Published on November 16, 2015 by Dr. Randal S. Olson
automation data science evolutionary computing machine learning pipeline python
5 min READ
Some of you might have been wondering what the heck I've been up to for the past few months. I haven't been posting much on my blog lately, and I haven't been working on important problems like solving Where's Waldo? and optimizing road trips around the world. (I promise: I'll get back to fun posts like that soon!) Instead, I've been working on something far geekier, and I'm excited to finally have something to show for it.
Over the summer, I started a new postdoctoral research position funded by the NIH at the University of Pennsylvania Computational Genetics Lab. During my first month there, I started looking for big problems in the field of data science to take on. Science (especially computer science) is often too incremental, and if I was going to stay in academia, I wanted to tackle a big problem. It was around that time that I started thinking about the process of machine learning and how we could let machines solve problems themselves rather than needing input from humans.
You see, machine learning is transforming the world as we know it. Google search engines were massively improved by machine learning, as were Gmail's spam filters. Voice assistants like Siri -- as silly as they can be -- use machine learning to translate your voice into something the computer can understand. Stock market investors make millions every day using machine learning to predict when to buy and sell. And the list goes on and on...
Ever wonder how Facebook always knows who you are in your photos? They use machine learning.
The problem with machine learning is that building an effective model can require a ton of human input. Humans have to figure out the right way to transform the data before feeding it to the machine learning model. Then they have to pick the right machine learning model that will learn from the data best, and then there's a whole bunch of model parameters to tweak that can make the difference between a dud and a Nostradamus-like model. Building these pipelines -- i.e., sequences of steps that turn the raw data into a predictive model -- can easily take weeks of tinkering depending on the difficulty of the problem. This is obviously a huge issue when machine learning is supposed to allow machines to learn on their own.
An example machine learning pipeline, and what parts of the pipeline TPOT automates
Thus, the Tree-based Pipeline Optimization Tool (TPOT) was born. TPOT is a Python tool that automatically creates and optimizes machine learning pipelines using genetic programming. Think of TPOT as your "Data Science Assistant": TPOT will automate the most tedious part of machine learning by intelligently exploring thousands of possible pipelines, then recommending the pipelines that work best for your data.
An example TPOT pipeline with two copies of the data set entering the pipeline.
Once TPOT is finished searching (or you get tired of waiting), it provides you with the Python code for the best pipeline it found so you can tinker with the pipeline from there. As an added bonus, TPOT is built on top of scikit-learn, so all of the code it generates should look familiar... if you're familiar with scikit-learn, anyway.
TPOT is still under active development and in its early stages, but it's worked very well on the classification problems I've applied it to so far.

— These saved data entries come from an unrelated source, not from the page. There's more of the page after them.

PR #3704, opened 2026-09-10
test(billing): cover the two seams the Stripe rate-limit fix hangs on

simlarsen:
Follow-up to #3702. You asked whether that change had extensive tests — it had six, on the cache semantics, and I went back and looked properly. The cache itself was covered. **The two wiring seams that make the fix correct were not**, and each is a single argument that a refactor could drop without anything going red.

## 1. Admission must keep asking for the stale-denial path

`TelemetryIngestionKeyService` is the *only* caller allowed to answer from a cached denial. If `allowStaleDenial` stops being passed there, admission silently reverts to a payment-provider read per ingested batch — precisely the behaviour that held the Stripe account at its rate limit and took the billing page down.

Now asserted on **both** paths, because the billing check deliberately runs on policy-cache hits too (a live key must not outlive billing eligibility):

- `admits ingest with a denial that may be a few seconds stale`
- `re-checks billing on a policy cache hit, still allowing a stale denial`

## 2. The sync must clear the cached authorization

`BillingPaymentMethodService` clearing the cached decision after re-reading payment methods is what makes the denial cache *safe*: the billing page reads that table immediately after a card is added, so this is the thing that admits ingest on the next batch rather than at the end of the TTL. Without it, "add a card and it works" quietly becomes "add a card and wait".

- `clears the project's cached authorization once the provider has been read`
- `does not clear the cached authorization when the provider read fails` — the negative matters: a failed read learned nothing and must not claim the cache is stale.

## Verification

`TelemetryIngestionKeyPolicyResolution` 30/30, `BillingPaymentMethodServiceSync` 6/6, `tsc --noEmit` clean, eslint clean. Tests only — no production code changes.

---

Worth stating plainly since it bears on all three PRs: **no CI run containing any of these fixes has completed.** Every "Push Test Images" run since #3693 merged has been cancelled — including all of its docker image build jobs — so the `-test` images were never rebuilt and test.oneuptime.com is still running pre-fix code. The billing page there will still show the `rate_limit` error until a run survives to publish new images.

### DIFF
--- a/Common/Tests/Server/Services/BillingPaymentMethodServiceSync.test.ts
+++ b/Common/Tests/Server/Services/BillingPaymentMethodServiceSync.test.ts
@@ -3,6 +3,7 @@ import BillingService, {
   PaymentMethod,
 } from "../../../Server/Services/BillingService";
 import ProjectService from "../../../Server/Services/ProjectService";
+import PayAsYouGoBillingService from "../../../Server/Services/PayAsYouGoBillingService";
 import ObjectID from "../../../Types/ObjectID";
 import { getJestSpyOn } from "../../Spy";
 import { beforeEach, describe, expect, it, jest } from "@jest/globals";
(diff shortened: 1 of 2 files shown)


simlarsen:

|---|---|---|---|---|---|---|
| :white_check_mark: | Open Source Security| 0 | 0 | 0 | 0 | [ 0 issues](https://app.snyk.io/org/oneuptime-RsC2nshvQ2Vnr35jHvMnMP/pr-checks/5c043c71-869c-4839-bfc1-0cc94c139591?refs=f8cc7ca28dd7848b5eb3e267837a5c5c60ebf385&source=prChecksComment) |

Check out the TPOT GitHub repository to see the latest goings on. I'll be working on TPOT and pushing the boundaries of machine learning pipeline optimization for the majority of my postdoc.
I wanted to make TPOT versatile, so it can be used on the command line or via Python scripts. You can look up the detailed usage instructions on the GitHub repository if you're interested.

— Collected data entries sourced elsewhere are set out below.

PR #3706, opened 2026-09-10
fix(ai): tell the user Ask AI is off instead of letting them type into it

simlarsen:
## The problem

A project can switch AI off (`Project.enableAi`, on **Settings → AI Credits**), never configure an LLM provider (**Settings → AI → LLM Providers**), or sit on a plan that does not include AI. In every one of those states the server refuses a chat turn.

Ask AI still looked completely ready. The header button opened a composer, the suggested prompts were clickable, and the only mention of the switch was a red error banner **after** the user had written a question and pressed send — at which point it told them to go find a settings page. The person who hits this is usually not the person who flipped the switch.

## What changes

Both front doors — the quick-launch panel and the full-page Copilot — now close, and close the same way:

- the composer is **withheld**, not greyed out (a disabled textarea still reads as "type here and something will happen");
- the suggested prompts are gone, so no click can start a doomed turn;
- a notice says which switch is off and links to the settings page that owns it.

| Reason | Where it points |
| --- | --- |
| Plan does not include AI | Settings → Billing |
| `Project.enableAi` is off | Settings → AI Credits |
| No LLM provider configured | Settings → AI → LLM Providers |

The reasons are ordered by what has to be fixed **first**. A project on a plan without AI cannot use its own `enableAi` toggle, and a toggle that is off makes a configured provider irrelevant — sending someone to a page that cannot help yet is worse than saying nothing.

## How it knows

`Project.enableAi` is a server row and the chat surfaces hold no project model, so the verdict rides on `POST /ai-chat/providers` — the request every chat surface already makes as it opens. No extra round trip, one new boolean on the response.

The rule is resolved once, in the `useAiChat` hook both surfaces share, so the panel and the full page cannot drift.

## It fails open

The providers request is slow before it is anything else, it can error, and it is refused outright for a member whose permissions do not cover reading providers. Guessing "disabled" in any of those cases would flash a setup notice over a perfectly healthy assistant on every open — a worse bug than the one being fixed. Only a verdict actually received closes the door; an older server that does not report the field is treated as enabled.

Nothing here is a security boundary. The refusal still lives in `AIService.executeWithLogging` and the send-message route, unchanged. This is only what the user is **told**, before typing.

`<AIPlanGate />` comes off the Copilot page — the in-card notice now covers the plan case, and two messages about one switch on one screen is worse than one. The banner stays where it is still the only signal (Insights, Code Repository, AI Agent Tasks).

## Tests

| Suite | What it holds |
| --- | --- |
| `Common/Tests/App/Dashboard/AskAiDisabled.test.tsx` (14) | Renders the real panel against a DOM and drives it the way the header does. Composer gone, prompts gone, the right page named, the link scoped to the project — and the fail-open cases: a failed request and an older server both leave Ask AI usable. |
| `Common/Tests/App/Dashboard/AskAiAvailability.test.ts` (22) | The rule itself: each reason, the precedence between them, and that an unanswered question is never a "no". Also pins the kill-switch notice to the same page the server's own `AI_DISABLED_MESSAGE` names, so the two cannot drift. |
| `Common/Tests/Server/API/AIChatProvidersAIEnabled.test.ts` (24) | The endpoint: the toggle's three states (`true` / unselected / `false`), failing closed on an unreadable row, only the one column selected, and no second round trip. |
| `App/Tests/Dashboard/AskAiDisabledWiring.test.ts` (14) | Both surfaces are wired, including the full page whose chrome makes rendering it a poor trade. Also that the old inline "no provider" strip beside a live composer is gone. |
| `Common/Tests/Server/API/AIChatRouteAuthorization.test.ts` (updated) | The new project read sits in the same `Promise.all` on a header-supplied project id — exactly the shape GHSA-hm7m-9qjj-xj5x was about — so "nothing was queried for the victim project" now counts it too. |

All green, along with the adjacent suites (`AIKillSwitchBackstop`, `AIChatPanelScrollLock`, `AskAiSuggestedPrompts`, `DashboardLazyPages`, `DashboardHeaderSmallScreens`, `HeaderRightRail` and the App layering suites). `tsc --noEmit` clean in both `App` and `Common`; eslint clean.

### DIFF
--- a/App/FeatureSet/Dashboard/src/Components/AIChat/AIChatAvailability.ts
+++ b/App/FeatureSet/Dashboard/src/Components/AIChat/AIChatAvailability.ts
@@ -1,0 +1,103 @@
+import PageMap from "../../Utils/PageMap";
+import IconProp from "Common/Types/Icon/IconProp";
+
+/*
+ * Why Ask AI cannot answer a question right now.
+ *
+ * Every one of these is a SETTING somebody flipped (or never turned on), not a
+ * failure — which is why they are resolved before the user types rather than
+ * surfaced as an error after a send is refused. Ordered by precedence in
+ * getAIChatUnavailableReason: the reason shown is the one the user has to fix
+ * FIRST, so the page it points at is never a dead end.
+ */
+enum AIChatUnavailableReason {
+  // The project's plan does not include AI at all — nothing else matters yet.
+  PlanUpgradeRequired = "PlanUpgradeRequired",
+  // Project.enableAi is off: the project's own AI kill switch.
+  DisabledForProject = "DisabledForProject",
+  // AI is on, but no LLM provider is configured for the project (nor globally).
+  NoProviderConfigured = "NoProviderConfigured",
+}
+
+export default AIChatUnavailableReason;
+
+/*
+ * What a surface needs to tell the user, per reason: what is off, and the one
+ * settings page that turns it back on. Kept as data rather than as branches in
+ * a component so the panel, the full page, and the tests all read the same
+ * sentences.
+ */
+export interface AIChatUnavailableCopy {
+  icon: IconProp;
+  title: string;
+  description: string;
+  // The settings page that owns the switch, and the words that link to it.
+  actionPage: PageMap;
+  actionLabel: string;
+}
+
+const COPY: Record<AIChatUnavailableReason, AIChatUnavailableCopy> = {
+  [AIChatUnavailableReason.PlanUpgradeRequired]: {
+    icon: IconProp.Sparkles,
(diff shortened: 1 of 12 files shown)


simlarsen:

|---|---|---|---|---|---|---|
| :white_check_mark: | Open Source Security| 0 | 0 | 0 | 0 | [ 0 issues](https://app.snyk.io/org/oneuptime-RsC2nshvQ2Vnr35jHvMnMP/pr-checks/36e0da3c-027d-476e-bcd4-d3868367f1a2?refs=117c2aa1a68635afcc92a4cf2f4d5aa5b87ef737&source=prChecksComment) |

For this post, I've provided a basic example of how you can use TPOT to build a pipeline that classifies hand-written digits in the classic MNIST data set.
from tpot import TPOTClassifier from sklearn.datasets import load_digits from sklearn.cross_validation import train_test_split digits = load_digits() X_train, X_test, y_train, y_test = train_test_split(digits.data, digits.target, train_size=0.75, test_size=0.25) tpot = TPOTClassifier(generations=5, verbosity=2) tpot.fit(X_train, y_train) print(tpot.score(X_test, y_test))
After 10 or so minutes, TPOT will discover a pipeline that achieves roughly 98% accuracy. In this case, TPOT will probably discover that a random forest classifier and k-nearest-neighbor classifier does very well on MNIST with only a little bit of tuning. If you give TPOT even more time by setting the "generations" parameter to a higher number, it may find even better pipelines.
TPOT is an open source project, and I'm happy to have you join our efforts to build the best tool possible. If you want to contribute some code, check the existing issues for bugs or enhancements to work on. If you have an idea for an extension to TPOT, please file a new issue so we can discuss it.
Justin Kiggins had a great summary of TPOT when I first tweeted about it:
@randal_olson pic.twitter.com/ds5iTbA2oF
— Justin Kiggins (@neuromusic) November 13, 2015
Anyway, that's what I've been up to lately. I'm looking forward to presenting TPOT at several research conferences in the coming months, and I'd really like to see what the machine learning community thinks about pipeline automation. In the meantime, give TPOT a try and let me know what you think.